» DATASET EXCERPT
++++++++++++++++++++

PR #133, opened 2017-04-25
Move 'ovirt' version dependency to provider plugin

bdunne:
Specifying a "~>x.y.z" on 'ovirt' in both manageiq-gems-pending and manageiq-providers-ovirt makes it really hard to not break Travis for at least a short on one of many repos.  It's also painful for developers who try to `bundle update` while there are conflicting dependencies.  This happens frequently and it is often merged in one repo, but then tests fail in the other repo leaving us in a state where you can not `bundle` for an unreasonable amount of time.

++++++++++++++++++++

Retype each line above with no alterations.

» THE ANSWER
PR #133, opened 2017-04-25
Move 'ovirt' version dependency to provider plugin

bdunne:
Specifying a "~>x.y.z" on 'ovirt' in both manageiq-gems-pending and manageiq-providers-ovirt makes it really hard to not break Travis for at least a short on one of many repos.  It's also painful for developers who try to `bundle update` while there are conflicting dependencies.  This happens frequently and it is often merged in one repo, but then tests fail in the other repo leaving us in a state where you can not `bundle` for an unreasonable amount of time.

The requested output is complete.